▶ **Data extracts**

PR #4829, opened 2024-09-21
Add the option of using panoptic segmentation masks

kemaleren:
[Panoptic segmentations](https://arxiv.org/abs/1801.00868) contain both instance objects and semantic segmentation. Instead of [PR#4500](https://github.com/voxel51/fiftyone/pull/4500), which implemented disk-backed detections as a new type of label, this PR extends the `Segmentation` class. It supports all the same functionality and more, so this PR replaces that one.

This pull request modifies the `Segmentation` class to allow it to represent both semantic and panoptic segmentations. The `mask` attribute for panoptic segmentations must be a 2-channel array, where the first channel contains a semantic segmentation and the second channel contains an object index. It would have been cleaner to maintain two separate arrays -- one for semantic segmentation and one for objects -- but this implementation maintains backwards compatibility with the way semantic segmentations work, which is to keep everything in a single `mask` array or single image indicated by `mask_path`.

* * *

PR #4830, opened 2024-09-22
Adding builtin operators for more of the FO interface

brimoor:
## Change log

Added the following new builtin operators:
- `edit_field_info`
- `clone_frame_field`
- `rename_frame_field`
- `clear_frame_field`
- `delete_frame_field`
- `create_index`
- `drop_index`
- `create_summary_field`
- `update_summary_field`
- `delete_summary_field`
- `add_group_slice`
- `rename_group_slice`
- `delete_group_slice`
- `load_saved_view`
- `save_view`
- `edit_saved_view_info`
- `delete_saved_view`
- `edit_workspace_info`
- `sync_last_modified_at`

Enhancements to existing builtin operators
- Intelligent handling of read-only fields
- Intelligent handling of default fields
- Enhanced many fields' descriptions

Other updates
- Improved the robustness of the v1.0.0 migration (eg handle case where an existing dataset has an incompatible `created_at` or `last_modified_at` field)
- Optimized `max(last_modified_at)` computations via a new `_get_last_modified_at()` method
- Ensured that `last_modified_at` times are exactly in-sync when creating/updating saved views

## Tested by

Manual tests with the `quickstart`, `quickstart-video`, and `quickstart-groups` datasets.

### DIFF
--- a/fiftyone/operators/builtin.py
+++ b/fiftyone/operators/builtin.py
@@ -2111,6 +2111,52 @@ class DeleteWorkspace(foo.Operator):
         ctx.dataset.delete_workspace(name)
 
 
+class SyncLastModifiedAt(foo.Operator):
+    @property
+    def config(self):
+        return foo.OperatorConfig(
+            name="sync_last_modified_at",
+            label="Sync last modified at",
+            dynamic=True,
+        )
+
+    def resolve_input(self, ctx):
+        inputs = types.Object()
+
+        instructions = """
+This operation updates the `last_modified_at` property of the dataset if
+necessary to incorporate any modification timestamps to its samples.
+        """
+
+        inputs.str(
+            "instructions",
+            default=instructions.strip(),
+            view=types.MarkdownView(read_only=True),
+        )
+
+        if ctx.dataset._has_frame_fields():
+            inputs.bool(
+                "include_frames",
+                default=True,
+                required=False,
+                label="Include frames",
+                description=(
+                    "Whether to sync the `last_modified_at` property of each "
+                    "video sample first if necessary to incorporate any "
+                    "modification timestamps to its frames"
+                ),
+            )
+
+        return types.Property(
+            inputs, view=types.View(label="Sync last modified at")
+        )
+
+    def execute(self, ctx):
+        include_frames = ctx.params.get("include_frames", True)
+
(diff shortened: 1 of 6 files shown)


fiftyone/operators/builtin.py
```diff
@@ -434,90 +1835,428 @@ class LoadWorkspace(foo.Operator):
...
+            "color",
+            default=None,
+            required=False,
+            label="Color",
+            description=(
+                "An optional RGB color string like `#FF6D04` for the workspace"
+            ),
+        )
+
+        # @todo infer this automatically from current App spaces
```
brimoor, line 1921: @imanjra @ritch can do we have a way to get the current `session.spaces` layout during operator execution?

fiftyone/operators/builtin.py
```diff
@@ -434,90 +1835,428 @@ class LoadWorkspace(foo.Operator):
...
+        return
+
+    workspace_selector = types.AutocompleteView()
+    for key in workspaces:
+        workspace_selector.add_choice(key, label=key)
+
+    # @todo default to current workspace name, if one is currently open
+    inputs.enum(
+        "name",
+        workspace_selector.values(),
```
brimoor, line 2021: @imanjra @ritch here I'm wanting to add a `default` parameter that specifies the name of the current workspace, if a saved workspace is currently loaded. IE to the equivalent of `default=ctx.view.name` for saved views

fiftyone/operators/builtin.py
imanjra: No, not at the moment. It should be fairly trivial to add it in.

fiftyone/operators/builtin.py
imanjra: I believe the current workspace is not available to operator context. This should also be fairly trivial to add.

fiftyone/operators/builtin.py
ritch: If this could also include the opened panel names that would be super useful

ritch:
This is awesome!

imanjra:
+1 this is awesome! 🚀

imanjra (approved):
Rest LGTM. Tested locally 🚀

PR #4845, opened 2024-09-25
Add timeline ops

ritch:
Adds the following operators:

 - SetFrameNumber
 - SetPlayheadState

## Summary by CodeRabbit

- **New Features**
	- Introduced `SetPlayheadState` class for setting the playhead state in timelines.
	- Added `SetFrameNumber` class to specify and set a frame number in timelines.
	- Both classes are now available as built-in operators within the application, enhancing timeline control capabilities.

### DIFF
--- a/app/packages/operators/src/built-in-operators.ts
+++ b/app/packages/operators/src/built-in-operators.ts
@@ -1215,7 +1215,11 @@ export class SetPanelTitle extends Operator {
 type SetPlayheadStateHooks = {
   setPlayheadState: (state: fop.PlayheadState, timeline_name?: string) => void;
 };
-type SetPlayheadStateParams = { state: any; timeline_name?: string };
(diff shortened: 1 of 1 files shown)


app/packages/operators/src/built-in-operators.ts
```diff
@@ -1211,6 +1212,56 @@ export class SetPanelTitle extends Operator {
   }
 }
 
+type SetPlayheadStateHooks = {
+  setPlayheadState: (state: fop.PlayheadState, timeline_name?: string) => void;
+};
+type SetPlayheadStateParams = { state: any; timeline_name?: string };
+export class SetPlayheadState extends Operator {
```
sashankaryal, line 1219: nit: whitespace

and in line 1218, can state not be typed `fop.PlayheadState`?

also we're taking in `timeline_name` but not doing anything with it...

▶ **Your objective**
Write down, word for word, the lines above from the one containing "brimoor, line 2021: @imanjra" through the one containing "imanjra: No, not", both ends included.

▶ **The completed task**
brimoor, line 2021: @imanjra @ritch here I'm wanting to add a `default` parameter that specifies the name of the current workspace, if a saved workspace is currently loaded. IE to the equivalent of `default=ctx.view.name` for saved views

fiftyone/operators/builtin.py
imanjra: No, not at the moment. It should be fairly trivial to add it in.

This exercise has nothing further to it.